There seems to be some connection between religion and storytelling.  Many of histories greatest stories tell about deities and their (mis)adventures.  Is it so strange then that characters from stories could become religious figures?  If the experience feels real does it matter that the entity with whom you interact (supposedly) isn't?  How do you feel about the idea of a whole religion based on such a fiction?  Have you ever worked with a fictional character?  If so, who and how?

If I had to pick one person to be my representation of Deity, if I had to choose between every established deity of every pantheon, if I had to pick one element and one element only to express myself spiritually... I would worship the Doctor, from Doctor Who, and I'd be completely happy to leave all other Pagan notions behind.

It's interesting because I don't worship the Doctor (specifically his tenth incarnation) like I do Dionysus, Athena, and Pan - and even those three, it's less worship and more of a working relationship. The Doctor has yet to be on my altar, or to be officially prayed to. (One exception to that: during the last aired episode, when the last actor left and the Doctor regenerated into his new body, I cried and sent up a quick prayer.) However, I have written hymns and poems for him, and worked with a hypothetical language of Gallifrey. I also read and write a lot of fanfiction - which, as far as I'm concerned, has as much spiritual worth and satisfaction for me as doing magic with Aphrodite, or kneeling before a statue of Isis.

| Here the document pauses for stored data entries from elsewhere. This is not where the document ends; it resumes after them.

PR #93, opened 2020-11-08
Remove call to Delphes treeWriter

clementhelsens:
BEGINRELEASENOTES
This patch is to avoid a segmentation fault when calling the Delphes treeWriter only occurring when reading a LHE file from Pythia8
ENDRELEASENOTES


vvolkl:
Yes, this looks like it should be removed here, good catch

PR #94, opened 2020-11-09
Remove Delphes Plugin (migrated to k4simdelphes)

vvolkl:
BEGINRELEASENOTES
- Remove Delphes plugin (which is migrated to its own repository key4hep/k4simdelphes)

ENDRELEASENOTES


vvolkl:
Adding the evtgen reader without declaring the dependency in spack breaks the nightlies. Merging this to fix them.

I don't much care about what the Doctor is, or how he measures up to "real" deities. As far as I'm concerned on a macro level, spirituality is just humanity's way of interacting with the cosmos. I can't say that I believe things are honestly there. What's important is the choice one makes towards conceptualizing deity, and how one interacts with that concept. Maybe Pan and Athena really are out there - they certainly seem to act autonomous. But they were characters once, too. Deified, maybe, but they were in plays and histories and the oral tradition. For me, the Olympians are an incredible cast of characters who help many people feel spiritually connected. And the Doctor does that for me as well.

Not so much worship, but I've also been reading through White Wolf's Old Word of Darkness series of tabletop books (starting with Werewolf, heading onto Mage) and feeling a lot of identity with the cosmology and culture of the Garou. We'll see where that takes me!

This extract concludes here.